“The Password Cannot Be Changed at This Time” Error Message When You Try to Change a User’s Password

http://support.microsoft.com/kb/273004/en-us

To resolve this behavior, configure the Minimum Password Age policy setting to 0 days. To do this, define the policy setting, and then configure it. The policy settings should be configured in the Default Domain Group Policy object for users.

To configure the policy setting, follow these steps:
Open Active Directory Users and Computers management console.
Right-click the name of the domain, and then click Properties.

Note If users are configured to a specific organizational unit, select the organizational unit where the users reside.
Click the Group Policy tab, click Default Domain Policy, and then click Edit.
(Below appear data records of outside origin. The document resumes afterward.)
PR #6647, opened 2026-08-13
[New Rule] Mirai Botnet Binary Download via Wget or TFTP

Gideon145:
## Issues
No related issue — new rule proposal.

## Summary
Adds a new Linux EQL rule detecting Mirai-family botnet binary downloads via wget or tftp.

## How/Why the logic is sound
Mirai loaders serve bot binaries from `/bins/mirai.<arch>` paths and download commands carry self-identifying User-Agent strings like `wget/1.0 (Mirai/arm)`. This rule matches those characteristic strings in process arguments, avoiding broad port-based detection. The naming convention is unique to the Mirai family and does not appear in legitimate software.

## Expected noise (FP/FN)
- Very low false positives: no legitimate software uses `bins/mirai` paths or Mirai-format User-Agent strings.
- False negatives possible on Mirai variants that rename the binary path and strip the User-Agent. The rule targets the original Mirai loader behaviour documented in public analysis.

## Sample event evidence (redacted)
```json
{
  "event": { "category": "process", "type": "start", "action": "exec" },
  "host": { "os": { "type": "linux" } },
  "process": {
    "name": "wget",
    "args": ["wget", "http://192.168.1.5/bins/mirai.arm", "-U", "wget/1.0 (Mirai/arm)"]
  }
}
```
The event matches `process.args like "*bins/mirai*"`.

## References
- Mirai detection toolkit: https://github.com/Gideon145/mirai-detector
- CISA Mirai factsheet: https://www.cisa.gov/sites/default/files/FactSheets/NCCIC%20ICS_FactSheet_Mirai_Vulnerable_IoT_Devices_S508C.pdf
- MalwareMustDie analysis: https://www.malwaremustdie.org/2016/08/mmd-0056-2016-linuxmirai-just.html

## Duplicate coverage check
No existing rule references Mirai or its binary download pattern. Closest rule is `execution_busybox_unusual_execution.toml` (busybox network tooling), which does not cover wget/tftp downloads with Mirai-specific paths.


eric-forte-elastic:
This idea seems like a good companion to the existing `Linux.Trojan.Mirai` memory coverage we have via Defend. 

For scope though, it might be better to target general Linux botnet staging in general rather than just for `mirrai` specifically. @Gideon145 what do you think?

Gideon145:
Thanks @eric-forte-elastic — agreed, generalising the scope makes sense. The download-then-execute staging pattern is shared across IoT botnet families, not just Mirai.

I've updated the rule to cover general Linux botnet binary staging:

- Renamed to \Linux Botnet Binary Download via Wget, TFTP, or Curl\
- Added \curl\ to the process list
- Broadened matching to raw ELF downloads (\*.elf*\), botnet-style loader paths (\*bins/*\), and kept the Mirai-format User-Agent strings as a high-signal sub-pattern
- Lowered severity to medium and adjusted the investigation guide and FP analysis to match the broader scope

One question on the FP analysis: \*.elf*\ could catch CI/development workflows that deliberately fetch standalone binaries. Are you happy with the current trade-off, or would you prefer the staging sequence (download followed by chmod +x within a short window) to tighten it?

Gideon145:
Rebased onto latest main — the branch was 103 commits behind, which was why all CI checks were failing. Fresh CI runs are now queued and awaiting workflow approval. @eric-forte-elastic the broadened rule scope from earlier feedback is unchanged.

The Group Policy Editor opens.
Expand Computer Configuration, click Windows Settings, click Account Policies, and then click Password Policy.
Right-click Minimum Password Age, and then click Security.
Click to select the Define this policy setting check box, and then set the counter to 0 days.

Note: 0 days is the default policy setting in Default Domain Policy.
After you set the Minimum Password Age setting, the Suggested Value Changes dialog box appears. It indicates that the Maximum Password Age setting will be changed to 30 days.

If you do not change this value, every user who has a password that is 30 days and older receives an error message when they log on that states that their password has expired and that it has to be changed. To set a higher value, click the Maximum Password Age policy that is above the Minimum Password Age policy after the Minimum Password Age setting is applied, and then increase or reduce this setting according to your preferences.

Note You cannot set the Maximum Password Age setting to 0. If you do, this setting will disable the Minimum Password Age policy.
Click OK to close the Security Policy setting.
Close Group Policy Editor and the Active Directory Users and Computers management console.
To update the policy setting, open a command prompt at the domain controller, and then run the following command:
secedit /refreshpolicy machine_policy /enforce
You may have to restart the domain controller for this policy to be updated.